By stratifying patients into LT-favorable and LT-nonfavorable groups via the ML models, the authors identified individuals likely to benefit most from LT versus SR, accounting for individual clinical characteristics.
Counterfactual survival analysis estimated that ML-guided treatment decisions could reduce the hazard of death by 54% compared with observed clinical practice (hazard ratio [HR] 0.46; 95% CI, 0.42-0.50; P<.001). External validation in the independent cohort confirmed these results, supporting the model’s generalizability.
Expert Commentary
This study exemplifies how advanced machine learning can support nuanced, personalized decision-making in complex oncologic settings complicated by resource limitations. By integrating heterogeneous clinical variables and predicting survival for competing treatments, the ML models provide actionable stratification beyond traditional criteria.
While LT often yields superior outcomes, many patients are disadvantaged by limited donor availability or prohibitive comorbidities. The ML-based approach offers a framework to balance these constraints rationally, potentially optimizing organ allocation and improving overall survival at the population level.

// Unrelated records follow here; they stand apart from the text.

PR #785, opened 2026-01-09
chore(CI): fix CI

rishav-karanjit:
*Issue #, if available:*

*Description of changes:*

- Issue 1: Retired `macos-13`:
	- Used macos-latest
- Issue 2: Python <3.11 incompatible with macOS latest runner
	- Excluded macos latest when python<3.11 
	- TODO: use different runner when on python 3.11
- Issue 3: pytest using outdated Python ast module until pytest 7.3.1
	- This has been fixed on pytest>7.3.1 by https://github.com/pytest-dev/pytest/issues/10977
	- Moved out pytest deps to use 7.4.0 instead of 7.2.1 but see issue 4.
- Issue 4: Warning about pytest.warns(None) being deprecated on 7.4.0. In pytest 8+, passing None to pytest.warns() will be completely removed.
	- So, decided to move pytest deps to use 8.0.0 and migrate `pytest.warns(None)`
	- Note that I did not move the deps to use 9.x which is latest as it requires Python >=3.10 but we still support Python < 3.10 and have to test against it.
- Issue 5: `-rc` flag removed in isort command
	- rc flag is not required anymore, recursive is used by default without the flag.
	- See https://github.com/PyCQA/isort/issues/1263
- Issue 6: Memory error in 32 bit windows machine.
	- Test `test_GIVEN_two_distinct_valid_encrypted_data_keys_WHEN_serialize_encrypted_data_keys_THEN_deserialize_equals_inputs` errored out because of memory error in 32 bit windows OS. 
	- Separated these tests into batches which also reduces duplicate parameter in the test.
- Issue 7: Timeout in test vector:
	- We timeout "awses_local.yml" workflow in 2 hours which was still not enough for some python version (example: 3.8). 
	- Increased it to 2.5 hours. 
	- Added following to the handoff doc under "Quality of life CI improvement"
		- research to decrease time to run "awses_local.yml" workflow which currently takes more then 2 hour.
- Issue 8 (Flaky not busted): CodeBuild rate limit errors
	- Add concurrency control to cancel previous workflow runs on new commits, preventing CodeBuild rate limit errors from too many simultaneous builds.

- Removed redundant run of `ci_codebuild-tests.yml`. This was getting run with `pull.yml` and `on pull`.
- Used black for formatting

# Check any applicable:

### DIFF
--- a/.github/workflows/daily_ci.yml
+++ b/.github/workflows/daily_ci.yml
@@ -4,6 +4,9 @@ name: Daily CI
 on:
   schedule:
     - cron: "00 15 * * 1-5"
+  pull_request:
+    paths:
+      .github/workflows/daily_ci.yml
 
 permissions:
   contents: read


.github/workflows/ci_tests.yaml
```diff
@@ -47,11 +47,23 @@ jobs:
...
+          # https://github.com/actions/setup-python/issues/948
+          - python: 3.7
+            os: macos-latest
+          - python: 3.8
+            os: macos-latest
+          - python: 3.9
+            os: macos-latest
+          - python: 3.10
+            os: macos-latest
+
```
ShubhamChaturvedi7: We should find a way to run these before we merge it.

Issue #793, opened 2026-03-25
_set_signature_type returning "Unsupported signing algorithm info" due to isinstance check


jvan1997:
### Security issue notifications
If you discover a potential security issue in the AWS Encryption SDK we ask that you notify AWS Security via our [vulnerability reporting page](https://aws.amazon.com/security/vulnerability-reporting/). Please do **not** create a public GitHub issue.

### Problem:

`aws-encryption-sdk` version 4.x introduced a regression in `_set_signature_type()` via [PR #467](https://github.com/aws/aws-encryption-sdk-python/pull/467/commits/c0eb6b769198c6b4b6eec62f34ea90c3626212d2) ([specific line](https://github.com/aws/aws-encryption-sdk-python/pull/467/commits/c0eb6b769198c6b4b6eec62f34ea90c3626212d2#diff-ae2f425c065b9fd27ed1631b058ecd67a16fb131e445977719e6cb1e3396cf7eR49)) that replaced a `verify_interface` call with a bare `isinstance` check:

```python
def _set_signature_type(self):
    if not isinstance(self.algorithm.signing_algorithm_info, type(ec.EllipticCurve)):
        raise NotSupportedError("Unsupported signing algorithm info")
    return ec.EllipticCurve
```

`type(ec.EllipticCurve)` evaluates to `ABCMeta`. This worked when `cryptography` implemented EC curve classes as pure Python ABCs, where `isinstance(ec.SECP384R1, ABCMeta)` returned `True` because the class itself is an instance of its metaclass.

However, in newer versions of `cryptography`, `ec.SECP384R1` is backed by Rust internals via `rust_openssl`, and its metaclass is `type`, not `ABCMeta`. This causes both of the following to return `False` at runtime:

```
isinstance(ec.SECP384R1, type(ec.EllipticCurve))  # False — metaclass is 'type', not ABCMeta
isinstance(ec.SECP384R1, ec.EllipticCurve)         # False — it's a class, not an instance
```

This raises `NotSupportedError("Unsupported signing algorithm info")` when decrypting with `AES_256_GCM_HKDF_SHA512_COMMIT_KEY_ECDSA_P384`, which is used by clients such as the Odin encryption client.

[...]

PR #800, opened 2026-04-22
fix: use issubclass instead of isinstance in _set_signature_type

texastony:
## Summary

Replace `isinstance(signing_algorithm_info, type(ec.EllipticCurve))` with `issubclass(signing_algorithm_info, ec.EllipticCurve)` wrapped in `try/except TypeError` in `_PrehashingAuthenticator._set_signature_type`.

The old check used `isinstance` against `ABCMeta` which was fragile and semantically incorrect for checking class hierarchy.

## Changes

- **authentication.py**: Fix `_set_signature_type` to use `issubclass` with `TypeError` guard
- **test_crypto_prehashing_authenticator.py**: Use real EC curve classes instead of MagicMock; add `test_set_signature_type_elliptic_curve_known_value`
- **test_crypto_authentication_signer.py**: Update mock patterns to use real `ec.SECP256R1` for `signing_algorithm_info`
- **test_crypto_authentication_verifier.py**: Same mock pattern fix

## Testing

All 4228 unit tests pass.

Based on #794, extended to also fix signer/verifier tests that used the same broken mock pattern.

Closes #794 ; stages #793 for release.

### DIFF
--- a/src/aws_encryption_sdk/internal/crypto/authentication.py
+++ b/src/aws_encryption_sdk/internal/crypto/authentication.py
@@ -36,7 +36,10 @@ class _PrehashingAuthenticator(object):
 
     def _set_signature_type(self):
         """Ensures that the algorithm signature type is a known type and sets a reference value."""
-        if not isinstance(self.algorithm.signing_algorithm_info, type(ec.EllipticCurve)):
+        try:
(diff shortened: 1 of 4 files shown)


sharmabikram (approved):
Looks good to me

Limitations include retrospective design, potential unmeasured confounders, and the need for prospective validation across diverse populations. The models are as good as the input data quality and may require recalibration in different ethnic or geographic contexts. Additionally, integrating molecular or imaging biomarkers could further enhance predictive accuracy.
Conclusion
This comprehensive nationwide cohort study introduces a machine learning-based decision-support model accurately predicting 3-year overall survival in hepatocellular carcinoma patients undergoing liver transplantation or surgical resection. Model-guided individualized treatment selection shows promise for improving survival outcomes by tailoring therapeutic approaches to patient-specific risks and benefits. This approach can complement existing clinical guidelines and help address the critical challenges of donor scarcity and patient heterogeneity. Future prospective studies and multicenter validations will be essential to confirm clinical utility and facilitate integration into routine practice.